Retrouvez ici la tribune parue dans la République des Pyrénées :

J’ai bien conscience qu’il y a une certaine impudeur à parler de la réforme institutionnelle annoncée par Edouard PHILIPPE alors que les grèves se multiplient, que les niveaux du chômage et de la pauvreté restent haut et que notre économie demeure convalescente. Pour autant, c’est de notre responsabilité que d’évoquer la question de l’équilibre des pouvoirs, la représentation des citoyens et des territoires, la juste représentation des différentes sensibilités politiques notamment. Je souhaite dans cet article casser des images qu’Emmanuel MACRON véhicule depuis plus d’une année.

Des députés hors sol. Diminuer le nombre de députés reviendra pratiquement à supprimer une circonscription sur deux et ainsi agrandir démesurément les circonscriptions. Ce sont les territoires ruraux qui seront prioritairement oubliés. Avec aujourd’hui une moyenne de 125 000 habitants par circonscription, le prochain découpage aboutira au chiffre de 230 000 habitants par député. La conséquence est claire : favoriser l’éloignement des élus du quotidien des Français et les découpler davantage encore des acteurs de terrain. Nous sommes dans la droite ligne du scrutin de juin 2017 où une majorité de députés d’En Marche sont des députés parisiens, parachutés en province, sans assise locale, n’ayant toujours pas, pour beaucoup d’entre eux, de rôle sur le terrain et de permanence parlementaire. Ils prétendent être élus de la Nation mais sont surtout éloignés des réalités quotidiennes de nos concitoyens. Dans un pays aussi jacobin que la France, nous avons besoin de députés ancrés et impliqués sur leur territoire pour que les dossiers avancent. Ainsi, comment aurait-on obtenu la dérogation à la loi Hulot sur la fin de l’exploitation des hydrocarbures pour le bassin de Lacq et le Vic-Bilh sans des députés présents et mobilisés ?

Le régime des partis.
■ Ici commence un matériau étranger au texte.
PR #2717, opened 2026-08-25
fix(rendering): refuse an environment-map frustum that cannot frame anything

cagataycali:
## The defect

`render_environment_map` takes five numbers. Three of them size the pixel grid and
share one domain, checked before any face is rendered (#2446). The other two --
`znear` and `zfar`, the view frustum all six cube faces are rendered through -- were
checked nowhere.

An inverted frustum produced a map rather than a refusal. `znear=10.0` with
`zfar=1.0` returned a full-size, entirely black `(equi_h, equi_w, 3)` array,
reporting success, after paying all six background renders -- GPU-bound for a
`GsplatBackground`. The only refusal the caller ever saw came from
`derive_key_light`, and it blamed the scene:

```
derive_key_light: no light in the searched region (the map is black above the
horizon -- pass upper_hemisphere=False to search the full sphere, or keep the
caller's default key light).
```

Following that advice fails again (`the map is black`), because the frustum framed
nothing at all rather than leaving a dark upper half. So the remedy offered was a
dead end and neither clip plane was named anywhere. That is the same dead end #2446
removed for the resolution knobs, one axis over: its guard file's headline test is
literally "a resolution mistake must not be reported as a dark scene".

## Why the planes cannot be left to the background

`render_environment_map` accepts *any* `BackgroundRenderer`, and they do not agree
about what an unusable pair means. Measured on one real 3DGS scene, same call, same
resolution, only the background swapped:

| znear, zfar | `PanoramaBackground` | `GsplatBackground` (gsplat 1.4.0, CUDA) |
| --- | --- | --- |
| `0.01`, `1e3` (default) | map, mean 173.096 | map, mean 59.429 |
| `10.0`, `1.0` | map, mean 173.096 | all black, mean 0.000 |
| `inf`, `1e3` | map, mean 173.096 | all black, mean 0.000 |
| `nan`, `1e3` | map, mean 173.096 | map, mean 59.429 |
| `0.01`, `-1.0` | map, mean 173.096 | all black, mean 0.000 |

Nothing was refused in any of those ten cells. `PanoramaBackground` never reads the
planes; `GsplatBackground` forwards them to `gsplat.rasterization` as `near_plane` /
`far_plane`, which culls every gaussian outside the interval. That rasterizer is not
self-consistent about it either -- `znear=inf` culls everything while `znear=nan` is
silently ignored -- so there is no tolerance to defer to, and which lighting a caller
got was decided by which background happened to be plugged in.

A non-numeric plane was worse: `znear="0.01"` reached gsplat's pybind11 binding and
raised a `TypeError` naming `fully_fused_projection_packed_fwd` and dumping every
gaussian tensor, after one GPU render, without naming the parameter at fault.
`znear=10**400` leaked a bare `OverflowError` from a `float()` conversion.

## The change

A local `_clip_plane_error`, grouped beside `_resolution_error` for the same reason
(one place, before any render), with two rules:

- Each plane is a distance in meters, held to the shared
  `positive_finite_number_error` -- so what this refuses cannot diverge from a rate
  or a duration elsewhere in the tree, and a fractional distance stays usable (the
  `0.01` m default is one).
- `znear` must be strictly less than `zfar`. Equal or inverted planes are an empty
  frustum: no depth interval is left for geometry to fall in.

The ordering rule stays local rather than going into `utils.py`, per convention 11
in `AGENTS.md`: `render_environment_map` is the only place in the tree that takes
clip planes from a caller, and one caller is evidence of nothing. Checked *after*
the resolutions, so a call with both wrong keeps naming the resolution exactly as
before.

Only the domain is checked, not the quality a frustum buys, matching the resolution
knobs. `znear=0.5` with `zfar=0.6` asks for a 10 cm depth slab and stays accepted --
on a scene whose geometry sits at 3 m it really does come back black, correctly,
because the caller asked for a slab with nothing in it. Where "too tight" begins is
a judgement about the scene, which is the caller's to make.

`bake_environment_map` and `environment_map_cache_path` expose the resolutions but
not the planes, so they render on the documented default and there is nothing for
them to check or to encode in a cache key. A test pins that scope.

## Rollout artifact

Real 3DGS scene (4056 gaussians, a room shell with a warm `+X` window) rendered
through gsplat 1.4.0 on CUDA. Identical scene, identical resolution; only
`znear`/`zfar` differ.

environment map clip-plane domain

| | main, default frustum | main, `znear=10.0 zfar=1.0` | this branch, same call |
| --- | --- | --- | --- |
| status | success | success | refused |
| background renders paid | 6 | 6 | 0 |
| map mean / brightest channel | 59.296 / 251 | 0.000 / 0 | no map rendered |
| `derive_key_light` | azimuth +1.0 deg | ValueError blaming the scene | not reached |

The refusal names both planes and the consequence:

```
render_environment_map: znear must be < zfar, got znear=10 and zfar=1. Equal or
inverted clip planes leave no depth interval to render, so a background that honors
them produces an empty map rather than a dark scene.
```

The default-frustum map is **byte-identical between the two trees** (`maxabs` diff
`0`), so nothing legitimate moved.

## Tests

`tests/rendering/test_environment_map_clip_plane_domain.py`, 38 cases, named for the
behaviour it verifies and shaped after the resolution guard beside it.

- Pre-fix (source reverted, test kept): **26 failed, 12 passed** -- and all 12 that
  pass are the control and premise classes, so nothing in the accepted domain moved.
  The headline failure reports what the caller was left holding, including the
  dead-end remedy it followed on their behalf.
- Post-fix: **38 passed**.
- The two out-of-domain lists are parametrized over `positive_finite_number_error`
  itself and each case asserts its premise, so a value added to the shared domain is
  covered here without an edit.
- Two test backgrounds reproduce both real behaviours (one ignores the planes, one
  culls outside them), so the refusal is grounded in a real reading of the planes
  rather than asserted, and the suite needs no GPU.

## Gate

  (1538 files).
- `mypy strands_robots tests tests_integ`: `Success: no issues found in 1535 source
  files`; zero branch-only messages against a pristine `main` worktree.
- Paired run, identical 630-file selection on both trees (every `tests/rendering`
  test plus every guard that walks the tree, reads docstrings, or names this module),
  with the new file excluded from both: **27738 collected, 2 failed, 27635 passed,
  101 skipped on each**, identical failing-id sets. The two failures are
  pre-existing and need `docker` on `PATH`.
- `tests/rendering/` alone: 712 passed, 1 skipped. The resolution guard and
  `test_ibl.py` are untouched: 114 passed.
- `scripts/assemble_changelog.py --check`: fragments OK.

### DIFF
--- a/changelog.d/2717-environment-map-clip-plane-domain.md
+++ b/changelog.d/2717-environment-map-clip-plane-domain.md
@@ -1,0 +1,13 @@
+### Fixed
+- **rendering**: `render_environment_map` checks `znear` / `zfar` against the shared
+  `positive_finite_number_error` domain and requires `znear < zfar`, before any cube
+  face is rendered. An inverted or equal pair - `znear=10.0` with `zfar=1.0` - was
+  accepted and returned a full-size, entirely black map reporting success, after
+  paying all six background renders (GPU-bound for a `GsplatBackground`); the only
+  refusal the caller ever saw came from `derive_key_light`, blamed the scene ("the map
+  is black above the horizon"), and advised a search flag that fails the same way, so
+  neither clip plane was named anywhere. The planes cannot be left to the background:
+  with the same arguments `PanoramaBackground` ignores them and returns its usual map
+  while `GsplatBackground` forwards them to `gsplat.rasterization` and culls every
+  gaussian. An ordered pair that happens to frame nothing stays accepted, matching the
+  resolution knobs, which check the domain rather than the quality.
--- a/strands_robots/rendering/ibl.py
+++ b/strands_robots/rendering/ibl.py
@@ -41,7 +41,11 @@ from typing import Any
 
 import numpy as np
 
-from strands_robots.utils import boolean_flag_error, positive_whole_number_error
+from strands_robots.utils import (
+    boolean_flag_error,
+    positive_finite_number_error,
+    positive_whole_number_error,
+)
 
 from .camera import CameraParams
 from .color import relative_luminance, srgb_to_linear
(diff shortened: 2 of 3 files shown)


yinsong1986 (approved):
## Summary

Adds a `_clip_plane_error` guard to `render_environment_map` so an unusable `znear`/`zfar` pair is refused with a `ValueError` naming both planes before any of the six background renders is paid for, instead of returning a full-size black map whose only downstream refusal (`derive_key_light`) blamed the scene and advised a dead-end remedy. Each plane is held to the shared `positive_finite_number_error` domain and the strict `znear < zfar` ordering rule stays local per AGENTS.md convention 11 (single caller). The guard runs after the resolution checks so a call with both wrong keeps naming the resolution first, and only the domain is checked, not the quality a frustum buys - a tight ordered pair that frames nothing stays accepted.

## What's good

- Verified locally at the head SHA: the 38 new tests pass, the neighboring resolution guard and `test_ibl.py` are unaffected (114 passed), and ruff check/format are clean on the changed files.
- Both internal callers of `render_environment_map` (`backgrounds.py` GS-panorama bake, `bake_environment_map`) render on the documented default frustum, so nothing in-tree hits the new refusal.
- The out-of-domain test lists parametrize over `positive_finite_number_error` itself with per-case premise assertions, matching the pattern the resolution guard established, and the two test backgrounds reproduce both measured real behaviours (plane-ignoring and plane-honoring) so the suite needs no GPU.
- The behaviour change is a loud, documented `ValueError` (the `Raises:` block was updated in the same diff), not a silent default change; scope control pins that `bake_environment_map` and `environment_map_cache_path` take no clip planes.
- Changelog fragment, behaviour-named test file, ASCII-only refusal text - all per AGENTS.md.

Le mode de scrutin mixte, proportionnel et majoritaire, proposé par le Premier Ministre, ne fonctionne pas. L’exemple italien le prouve. Au-delà, il instaure une double légitimité. Très vite, un conflit apparaîtra entre ceux élus au scrutin majoritaire et ceux élus à la proportionnelle. Ce conflit, immanquablement, conduira à la suppression du scrutin majoritaire parce qu’Emmanuel MACRON ou ses successeurs privilégieront toujours des députés qui leur doivent tout, à des élus qui devront leur élection à leurs propres compétences.

Charcutage à tous les étages. Le redécoupage de la carte électorale se fera au profit du parti présidentiel, le même qui promettait il y a moins d’un an de « moraliser » les pratiques démocratiques. J’ai proposé, à l’Assemblée nationale, qu’une commission indépendante – composée d’experts, (géographes, démographes…) – puisse mener à bien ce découpage comme cela se fait en Angleterre. La majorité a refusé. Le « charcutage électoral est en marche ». On verra quel sera le résultat dans notre département mais il est à parier que François BAYROU cherchera à obtenir sur tapis vert ce que les électeurs lui ont refusé dans les urnes. Il est vraisemblable que la 3ème et la 4ème circonscription, représentées par deux députés qui ne sont pas de la majorité – Jean Lassalle et moi-même – seront les plus « triturées » alors que ces deux territoires représentent les ¾ des communes du département et quelles sont les plus peuplées des Pyrénées-Atlantiques.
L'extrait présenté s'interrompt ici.